I finally got around to reading the latest Pamphlets of the Stanford Literary Lab. This pamphlet, 12. Literature Measured (PDF) written by Franco Moretti, is a reflection on the Lab’s research practices and why they chose to publish pamphlets. It is apparently the introduction to a French edition of the pamphlets. The pamphlet makes some important points about their work and the digital humanities in general.
Images come first, in our pamphlets, because – by visualizing empirical findings – they constitute the specific object of study of computational criticism; they are our “text”; the counterpart to what a well-defined excerpt is to close reading. (p. 3)
I take this to mean that the image shows the empirical findings or the model drawn from the data. That model is studied through the visualization. The visualization is not an illustration or supplement.
By frustrating our expectations, failed experiments “estrange” our natural habits of thought, offering us a chance to transform them. (p. 4)

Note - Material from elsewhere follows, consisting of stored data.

PR #4885, opened 2017-08-11
New Filebeat module: Kafka logs

kvch:
This module is based on https://www.elastic.co/blog/monitoring-kafka-with-elastic-stack-1-filebeat written by @urso.

This PR only includes the log fileset.


filebeat/module/kafka/log/manifest.yml
```diff
@@ -0,0 +1,14 @@
+module_version: 1.0
+
+kafka.home: /opt/kafka[_-\.0-9]*
```
tsg: I think this could be made also a `var`, which can be referred from the `paths` array. This way, the user can only set that variable. Unless I missremember, the variables can refer to variables defined before them using the syntax `{{.home}}`.

tsg:
Nice work so far, could you also add a screenshot of the Kibana dashboard?

kvch:
I added the Kibana dashboard along with some missing documentation. I also made `kafka_home` configurable. Please, check if I did the right thing. :)

And for the record the GC logs will come in a separate PR. So it can be merged, after it passes the review and the tests.

filebeat/module/kafka/log/manifest.yml
```diff
@@ -0,0 +1,15 @@
+module_version: 1.0
+
+var:
+  - name: kafka_home
+    default:
+      - /opt/kafka[_-\.0-9]*a
+  - name: paths
+    default:
+      - ${kafka_home}/logs/controller.log*
```
tsg: Does this work? I would have expected this to use go template syntax, so something like `{{.kafka_home}}`.

tsg:
jenkins, retest it pls

filebeat/module/kafka/_meta/config.yml
```diff
@@ -0,0 +1,13 @@
+- module: kafka
+  # All logs
+  log:
+    enabled: true
+
+    # Set custom paths for Kafka. If left empty,
+    # Filebeat will look under /opt.
+    #var.kafka_home:
```
tsg: I think we can put the default in the commented line here, so it's clear for the user how to edit. I.e.:

```
      #var.kafka_home: /opt/kafka*
```

Btw, it's `/opt/kafka*`, not just `/opt`, right?

filebeat/module/kafka/_meta/config.yml
```diff
@@ -0,0 +1,13 @@
...
+
+    # Set custom paths for the log files. If left empty,
+    # Filebeat will choose the paths depending on your OS.
```
tsg: This comment is out-of-date now, I think. It should say it chooses the paths based on the `kibana_path` value.

tsg:
There seems to be some issue with the Kibana dashboard:

screen shot 2017-08-15 at 12 16 31

I'm not sure if something changed on the Kibana side that broke our saving/loading of dashboards..

tsg:
I see now that this also affects the Postgres dashboards, but not other dashboards.

kvch:
jenkins, test it

kvch:
I updated the dashboards and now it is working. I will open a separate PR for the PostgreSQL dashboards.

PR #4887, opened 2017-08-11
Add system uptime metricset

### LINKED ISSUE #4848: Add system uptime metricset to Metricbeat
To monitor system uptime and detect machine reboots we should add a new metricset to the Metricbeat system module. We would add this metricset to our default system module config and use a longer reporting period than we typically use since this data doesn't need to be reported very often.

andrewkroh:
This adds a new metricset that reports the system uptime. The metricset
is enabled by default with a period of 15m.

The metricset reports one field `system.uptime.duration.ms` that is the system's
uptime reported in milliseconds. In Kibana the field is formatted as a `duration`
and shown in human-readable format (e.g. "8 days").

uptime-kibana

Closes #4848


metricbeat/modules.d/system.yml
```diff
@@ -23,3 +23,7 @@
   processors:
   - drop_event.when.regexp:
       system.filesystem.mount_point: '^/(sys|cgroup|proc|dev|etc|host|lib)($|/)'
+
+- module: system
+  period: 15m
+  metricsets: [uptime]
```
exekias: I'm wondering if this format (instead of a list with `-`) may confuse some users, as we don't follow the same pattern in the whole file. WDYT?

libbeat/scripts/generate_index_pattern.py
```diff
@@ -79,6 +79,11 @@ def field_to_json(fields, desc, path, output,
         if "format" in desc:
             fieldFormat["id"] = desc["format"]
 
+            if "input_format" in desc:
```
ruflin: Nice

CHANGELOG.asciidoc
```diff
@@ -83,6 +83,8 @@ https://github.com/elastic/beats/compare/v6.0.0-beta1...master[Check the HEAD di
 - Add http server metricset to support push metrics via http. {pull}4770[4770]
 - Make config object public for graphite and http server {pull}4820[4820]
 
+- Add system uptime metricset. {issue}[4848[4848]
```
ruflin: Empty line above on purpose?

libbeat/scripts/generate_index_pattern.py
monicasarbu: Great idea!

metricbeat/modules.d/system.yml
andrewkroh: I agree. Changed to block style.

CHANGELOG.asciidoc
andrewkroh: Fixed

metricbeat/module/system/uptime/metricset_test.go
```diff
@@ -0,0 +1,28 @@
+// +build darwin linux openbsd windows
```
jsoriano: @andrewkroh was there any reason to exclude freebsd here? sigar has the [implementation for this](https://github.com/elastic/gosigar/blob/master/sigar_freebsd.go#L38). // cc @kaiyan-sheng @ruflin

andrewkroh: I can’t think of any reason. It probably should be tagged as `freebsd,cgo`.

The pamphlet has a good section on failure and how that is not just a rhetorical ploy, but important to research. I would add that only certain types of failure are so. There are dumb failures too. He then moves on to the question of successes in the digital humanities and ends with an interesting reflection on how the digital humanities and Marxist criticism don’t seem to have much to do with each other.
But he (Bordieu) also stands for something less obvious, and rather perplexing: the near-absence from digital humanities, and from our own work as well, of that other sociological approach that is Marxist criticism (Raymond Williams, in “A Quantitative Literary History”, being the lone exception). This disjunction – perfectly mutual, as the indiference of Marxist criticism is only shaken by its occasional salvo against digital humanities as an accessory to the corporate attack on the university – is puzzling, considering the vast social horizon which digital archives could open to historical materialism, and the critical depth which the latter could inject into the “programming imagination”. It’s a strange state of a airs; and it’s not clear what, if anything, may eventually change it. For now, let’s just acknowledge that this is how things stand; and that – for the present writer – something needs to be done. It would be nice if, one day, big data could lead us back to big questions. (p. 7)
3quarksdaily, one of my favourite sites to read just posted a very nice essay by Sanjukta Paul on Where Probability Meets Literature and Language: Markov Models for Text Analysis. The essay starts with Markov, who in the 19th century was doing linguistic analysis by hand and goes to authorship attribution by people like Fiona Tweedie (the image above is from a study she co-authored). It also explains markov models on the way.